There will be some who commit crimes. There are going to be those who behave inappropriately. Something is going to slip out at some time. It’s not an illogical worry. Despite the fact that there are fatalities associated with driving every year, the majority of us continue to prefer to drive our automobiles.
Others have proposed giving patients the option of deciding whether or not their information may be used for the purpose of data mining, followed by the provision of a tax break advantage in order to encourage people to participate.
According to David Castro, Director of the Center for Data Innovation, “the goal in healthcare is not to protect privacy, the goal is to save lives.“
The Prospect for Data Mining In Healthcare
The movement away from paper-based health records and toward electronic health records has been a significant contributor to the ongoing effort to enhance many aspects of the healthcare business via the use of patient data. As a result of the widespread adoption of electronic health records, medical professionals now have the ability to share their knowledge with colleagues in all areas of the healthcare industry. This, in turn, contributes to the reduction of medical errors and the improvement of patient care as well as patient satisfaction.
It is also anticipated that data mining would assist reduce expenses. The potential benefit might be substantial if the healthcare business in the United States keeps relying on big data as a driver of efficiency and quality. Research conducted by McKinsey & Company indicates that initiatives to analyze data on a system-wide scale have the potential to reduce total healthcare expenditures by 12-17%.
In 2017, the total national expenditure on healthcare in the United States surpassed $3.5 trillion, as estimated by CMS and published expenditures statistics.
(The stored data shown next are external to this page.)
Issue #398, opened 2019-06-07
creds generate duplicates prompt when you arrow up/down


carolynvs:
When I arrow up/down in the `porter credentials generate` interactive prompt, it duplicates the "how would you like to set credential "X" [Use arrows to move...]" line every time I press the arrow key.

![Screen Shot 2019-06-07 at 10 22 27 AM](https://user-images.githubusercontent.com/1368985/59115094-2bdd9480-890e-11e9-980e-69f68004809f.png)

dev-drprasad:
@carolynvs this happen only when user terminal width is less content width. this is bug in [survey](https://github.com/AlecAivazis/survey) and there is already an issue https://github.com/AlecAivazis/survey/issues/101.

There is a hackfix mentioned in https://github.com/AlecAivazis/survey/issues/101#issuecomment-420923209. But it will cause overflown text to disappear like shown in below image
<img width="722" alt="Screenshot 2020-02-18 at 9 17 46 PM" src="https://user-images.githubusercontent.com/22687681/74752104-31102300-5294-11ea-96d8-0466784f22b9.png">
As you can see sentence `Use arrows to move, space to selec` not complete.

We can use above solution and change question to something like `Resolve "CLIENT_ID" from [Use arrows to move..........` to prevent overflow to some extent.

What do you say ?

dev-drprasad:
I realized hiding overflown text may be bad idea. Because it hides user entered values also if they are lengthy. I have another solution which doesn't solve problem completey but helps to some extent.

We can add newlines in questions to prevent overflow. For example, after adding newline after question, prompt will look like below
<img width="668" alt="Screenshot 2020-02-19 at 12 36 35 PM" src="https://user-images.githubusercontent.com/22687681/74810019-7d9b4300-5314-11ea-91e2-818c6b484de0.png">

What do you think ?

carolynvs:
Thanks for the great troubleshooting! I apologize for not seeing this until now. I love the solution. Let's go with what you came up with. 💯

carolynvs:
Fixed close enough in #1056. If we want to do more, let's open a separate issue. Since we want to move more towards generating files for people to edit, vs do interactive prompts, I am not sure we need to fix further.

PR #1056, opened 2020-05-27
🐛 Fix duplicate question while up/down-ing, while surveying

dev-drprasad:
# What does this change
Fixes duplicate question while up/down-ing, while surveying

# What issue does it fix
Partial prevents problem mentioned at #398 . But doesn't completely fix it

# Notes for the reviewer
   I couldn't resist adding extra space after question

# Checklist
- [ ] Unit Tests
- [x] Documentation - N/A

### DIFF
--- a/pkg/credentialsgenerator/generator.go
+++ b/pkg/credentialsgenerator/generator.go
@@ -93,13 +93,15 @@ func genEmptyCredentials(name string) (credentials.CredentialStrategy, error) {
 
 func genCredentialSurvey(name string) (credentials.CredentialStrategy, error) {
 
+	// extra space-suffix to align question and answer
 	sourceTypePrompt := &survey.Select{
-		Message: fmt.Sprintf("How would you like to set credential %q", name),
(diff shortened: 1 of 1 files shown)


carolynvs:
Just so we remember what the fix looks like, here's a screencap:

1. The "[Use arrows to move...]" prompt is put on a new line so that it is **less likely** to wrap and trigger the bug.
2. A space was added which indents that text a bit under the question.

Screen Shot 2020-06-08 at 3 49 54 PM

dev-drprasad:
@carolynvs 

> The "[Use arrows to move...]" prompt is put on a new line so that it is less likely to wrap and trigger the bug.

Yes

> A space was added which indents that text a bit under the question.

Space was added to align question with answer. Unfortunately it misaligns help text

Screenshot 2020-06-09 at 1 20 32 PM

One more thing, I removed the work `credential` from `Enter the %s that will be used to set credential %q` to make it short. Is that OK ?

I put it in draft mode cuz I want to write A test. But I couldn't find a way to simulate a terminal with specific width to trigger bug. So, Lets just merge it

If a savings rate of 12-17% is applied to that figure, the anticipated cost reduction that may be achieved by application-wide data analytics might range anywhere from $420 billion to $595 billion.
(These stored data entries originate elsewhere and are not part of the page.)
Issue #937, opened 2020-03-04
Migrate claims to new structure


carolynvs:
The claim spec is changing and this breaks with the current structure used. We need to identify our migration plan (up-front or transparent like we did with credential sets) and then implement the migration from the old structure to the new. It will need to be supported for some defined period of releases (perhaps until 1.0?).

See 
* https://github.com/cnabio/cnab-spec/pull/339
* https://github.com/cnabio/cnab-spec/pull/344

carolynvs:
Closed by #1090

PR #1065, opened 2020-06-04
Use latest claims code in cnab-go

### LINKED ISSUE #770: Keep claim for uninstalled bundles
Instead of removing the claim when a bundle is uninstalled, and losing all record that it was installed, and when it was uninstalled. Let's investigate if we can record the uninstall in the claim instead.

Some of this is enshrined in cnab-go, perhaps because behavior from duffle was copied into that library and the spec is not clear on the uninstall behavior that must be implemented.

This is part of our general preference to preserve an audit trail and not just the last performed action.

### LINKED ISSUE #836: Outputs from previous actions are lost
## Describe the bug
Old outputs are overwritten by new actions.

## To Reproduce
1. Run an action that generates a bundle level output
2. Run another action that does not generate that same named output
3. Note that the output from the first action is no longer persisted in the claim

## Expected behavior
The original output should still be persisted and available.

## Version

`porter v0.22.0-beta.1 (8f3e429)`

### LINKED ISSUE #935: EPIC: Store claim revisions separately
We followed duffle's implementation for claims (and cnab-go), which overwrites the previous claim with the latest revision. This isn't how claims were intended to be used per the spec turns out.

We need to rework the storage of claims so that claim storage is like so:

claims/
* NAME/
  * revision A
  * revision B
  * revision C (latest)

When we retrieve a claim, it should retrieve latest by listing the revisions and returning the latest by revision (ULID).

After we have this in place, we can create follow-on issues to add more enhancements:
* History of actions performed on an installation TODO
* Fix losing outputs #836
* Do not delete the installation entirely when uninstall is executed #770

carolynvs:
# What does this change
This gets porter using the latest claims spec that is now supported in cnab-go. It doesn't take advantage yet of new features that we could do with the additional data, just ensures that we still build and work.

# What issue does it fix
Closes #935 Store claim revisions separately
Closes #836 Outputs from previous actions are lost
Closes #770 Keep Claim for uninstalled bundles

# Notes for the reviewer
* Can't merge until https://github.com/cnabio/cnab-go/pull/212 is merged
* Claims migration is necessary, so I'm skipping tests (#937)
* Parameter sources is necessary to replace outputs in claims, so those tests are skipped too (#1066)

# Checklist
- [ ] Unit Tests
- [ ] Documentation


pkg/cnab/provider/install.go
```diff
@@ -3,58 +3,79 @@ package cnabprovider
...
+		return errors.Wrap(err, "failed to install the bundle")
 	}
 
-	if d.Debug {
+	return a.SaveOperationResult(opResult, c, result)
+}
+
+// appendFailedResult creates a failed result from the operation error and accumulates
+// the error(s).
+func (r *Runtime) appendFailedResult(opErr error, c claim.Claim) error {
```
vdice, line 62: nit: should this function definition live in a more general-purpose file untied to an action?  (`runtime.go` perhaps?)

pkg/cnab/provider/uninstall.go
```diff
@@ -1,76 +1,71 @@
...
-	d.Extensions = exts
 
-	c.Parameters, err = d.loadParameters(&c, args.Params, string(manifest.ActionUninstall))
+	params, err := r.loadParameters(b, args.Params, claim.ActionUpgrade)
 	if err != nil {
 		return errors.Wrap(err, "invalid parameters")
 	}
 
-	driver, err := d.newDriver(args.Driver, c.Installation, args)
+	c, err := existingClaim.NewClaim(claim.ActionUpgrade, b, params)
```
vdice, line 39:
```suggestion
	c, err := existingClaim.NewClaim(claim.ActionUninstall, b, params)
```

pkg/cnab/provider/uninstall.go
```diff
@@ -1,76 +1,71 @@
...
+
+	// If the user didn't override the bundle definition, use the one
+	// from the existing claim
+	if args.BundlePath == "" {
+		b = existingClaim.Bundle
 	}
-	d.Extensions = exts
 
-	c.Parameters, err = d.loadParameters(&c, args.Params, string(manifest.ActionUninstall))
+	params, err := r.loadParameters(b, args.Params, claim.ActionUpgrade)
```
vdice, line 34:
```suggestion
	params, err := r.loadParameters(b, args.Params, claim.ActionUninstall)
```

pkg/porter/list.go
```diff
@@ -15,68 +17,101 @@ type ListOptions struct {
...
-			Name:     claim.Installation,
-			Created:  claim.Created,
-			Modified: claim.Modified,
-			Action:   claim.Result.Action,
-			Status:   claim.Result.Status,
+	var displayInstallations DisplayInstallations
+	for _, installation := range installations {
+		displayInstallation, err := NewDisplayInstallation(installation)
+		if err != nil {
+			// There isn't an installation for this result
```
vdice, line 87: Should we add a debug line here if p.Debug is set?

pkg/storage/pluginstore/store.go
```diff
@@ -61,11 +61,13 @@ func (s *Store) Connect() error {
 	}
 
 	s.BackingStore = crud.NewBackingStore(store)
+	s.BackingStore.AutoClose = false
 
 	return nil
 }
 
 func (s *Store) Close() error {
+	return nil
```
vdice, line 70: Was this line intentional?

carolynvs:
I moved this out of draft because otherwise I don't get warned about merge conflicts. I still need to address your comments though!

pkg/porter/list.go
carolynvs: Looking at that more closely the real problem is for situations where we can't determine when the bundle was installed, maybe because they have only run custom actions but not install yet. Let me handle that better.

pkg/storage/pluginstore/store.go
carolynvs: Nope! Thanks, that's weird not sure where that came from.

pkg/cnab/provider/uninstall.go
```diff
@@ -1,76 +1,70 @@
...
-	c, err := d.claims.Read(args.Claim)
-	if err != nil {
-		// Yay! It's already gone
-		if err == claim.ErrClaimNotFound {
-			return nil
-		}
-		return errors.Wrapf(err, "could not load bundle instance %s", args.Claim)
-	}
+func (r *Runtime) Uninstall(args ActionArguments) error {
+	// TODO: (carolynvs) consolidate logic across actions
```
vdice, line 11: Has this item been completed?  (It seems so.)

scripts/test/test-hello.sh
```diff
@@ -18,10 +18,11 @@ sed -i "s/getporter\/porter-hello/${REGISTRY}\/porter-hello/g" porter.yaml
 
 ${PORTER_HOME}/porter build
 ${PORTER_HOME}/porter install --debug
-cat ${PORTER_HOME}/claims/HELLO.json
+${PORTER_HOME}/porter instance show HELLO --debug
```
vdice, line 21: Nice catch/update!

pkg/cnab/provider/uninstall.go
carolynvs: I was thinking that I could consolidate the implementation of install/upgrade/invoke/uninstall into a single function, there's a lot of copy paste that is easy to mess up and not realize it. But there also aren't any unit tests either, just integration tests. Let me take a stab at it and see if I can change these safely.

carolynvs: OK! Just pushed a commit with some unit tests and all the install/upgrade/invoke/uninstall consolidated.

vdice: 👏  https://github.com/deislabs/porter/pull/1065/commits/487403ae297af20a1edc8436536ad5abafe137c5 looks great!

It is possible that the future of healthcare will be dependent on the use of data mining to reduce the costs of healthcare, measure effectiveness, identify best practices and treatment plans, detect fraudulent medical and insurance claims, and ultimately enhance the level of care provided to patients.
The Bottom Line
Data mining strategies should be used in hospitals in order to efficiently handle patient inquiries and perform big data analyses. The facility will utilize the data science to determine which patient circumstances are inefficient and then implement best practices in order to save expenses and provide better treatment.
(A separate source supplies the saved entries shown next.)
PR #1599, opened 2021-05-19
Slugify installation name when set via bundle name

### LINKED ISSUE #1260: Porter builds bundle with invalid name, then throws exception on install
## Describe the bug
Porter will build a porter.yaml file that contains an invalid name. On installation, the error will appear and the "invalidly named" bundle will fail to install.

## To Reproduce
1. Build a bundle with spaces in the name: `name: Github Accelerator Demo`
2. Install the bundle and receive this error

image

## Expected behavior
IF it's an invalid name, it should not build. IF it's a valid name, it should install. Pick one. :-)

## Version

porter v0.29.0 (5e7240cf)

ThorstenHans:
Signed-off-by: Thorsten Hans <thorsten.hans@gmail.com>

# What does this change

This PR will ensure installation name is valid when set via bundle name. 

# What issue does it fix

Closes #1260

# Checklist
- [x] Unit Tests
- [ ] Documentation
- [ ] Schema (porter.yaml)

### DIFF
--- a/pkg/porter/lifecycle.go
+++ b/pkg/porter/lifecycle.go
@@ -1,6 +1,8 @@
 package porter
 
 import (
+	"unicode"
+
 	cnabprovider "get.porter.sh/porter/pkg/cnab/provider"
 	"github.com/pkg/errors"
 )
@@ -93,7 +95,7 @@ func (p *Porter) prepullBundleByReference(opts *BundleActionOptions) error {
 	opts.RelocationMapping = cachedBundle.RelocationFilePath
 
 	if opts.Name == "" {
-		opts.Name = cachedBundle.Bundle.Name
+		opts.Name = slugify(cachedBundle.Bundle.Name)
 	}
 
 	if cachedBundle.Manifest != nil {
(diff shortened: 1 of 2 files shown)


pkg/porter/lifecycle.go
```diff
@@ -102,3 +104,19 @@ func (p *Porter) prepullBundleByReference(opts *BundleActionOptions) error {
...
+	for _, v := range value {
+		if unicode.IsLetter(v) {
+			slug += string(unicode.ToLower(v))
+		}
+		if unicode.IsDigit(v) {
+			slug += string(v)
+		}
+		if unicode.IsSpace(v) {
+			slug += "-"
+		}
```
vdice, line 119: Perhaps we should add a case to allow `-` chars in as well?

carolynvs: I think there are even more characters allowed in the name. The biggest limiting factor in what's okay in the installation name being able to reference and store it properly. I recommend that we use the allowed characters that we are adopting for the installation state spec.

> The name segment is required and MUST be 63 characters or less, beginning and ending with an alphanumeric character ([a-z0-9A-Z]) with dashes (-), underscores (_), dots (.), and alphanumerics between.

This helps us avoid having names that cannot be stored in certain formats, like kubernetes or as an index value in a database.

The Ministry of Health and its affiliated institutes should make data mining one of their top priorities. By making the most of the latest technological advancements and positively classifying the sources of patient data, medical professionals may improve the quality of care they serve their patients. In a similar vein, a greater number of hospitals have to begin using Data Mining methods in order to carry out big data analytics and effectively handle patient queries.
A comprehensive grasp of the fundamental concepts, data mining processes, and data mining tools is required prior to the application of data mining. The user won’t be able to steer clear of the potential problems of data mining if they don’t have the necessary expertise.